I think some cats just don't get them much, a few months and no hairballs isn't unusual. They, uh... process them better?

Then there's also shedding seasons, I'm not sure if indoor cats experience them as much as indoor/outdoor cats, though since they're more in an even temperature throughout the year. If a cat is outdoor I find they lose a lot of hair to wind. 

In 10+ years I've seen Blacky with a hairball once, maybe. Jasper's been here since late October and only once did I walk into the garage and find a bit of throw up, though I can't even recall if it was hair. His mouse was sitting on top of it though, like he couldn't bear to look at it. :lol:


----------



## cinderflower (Apr 22, 2012)

LOL "oh god, I THREW UP!" (puts mouse on top of it.)

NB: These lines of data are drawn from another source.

PR #493, opened 2018-12-10
add overlap functionality to Timex.Interval

glassbead0:
### Summary of changes

* Find the overlap Interval between two intervals.
* Return {:error, :no_overlap_interval} if intervals
  do not overlap, (including overlapping at one instant)

### Checklist


lib/interval/interval.ex
```diff
@@ -382,6 +382,71 @@ defmodule Timex.Interval do
   def max(%__MODULE__{until: until, right_open: false}), do: until
   def max(%__MODULE__{until: until}), do: Timex.shift(until, microseconds: -1)
 
+  @doc """
+  Returns an Interval representing the intersection between two intervals.
+  If the intervals do not overlap, reutrn {:error, :no_overlap_interval}.
```
heyZeus: misspelling `reutrn`

lib/interval/interval.ex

I think indoor cats go through a couple of shedding periods, one about May and maybe one in the fall when it starts to get cold that isn't nearly as much.

I definitely think indoor/outdoor cats get their hair rubbed off on other stuff, plus they eat grass if they want to throw up and then do it outside, so you wouldn't notice as much.

we had indoor cats when I was a kid and they rarely got hairballs. sometimes, but not often. they also ate all wet food. I never questioned why we didn't give them dry, we didn't give the dogs dry food either though. I think the moist food does a better job of moving the hair through the digestive tract. brushing helps too. all the cats of my childhood were Siamese, and all of mine have been except for one. people say Siamese don't shed? I call bull****. they shed horribly sometimes.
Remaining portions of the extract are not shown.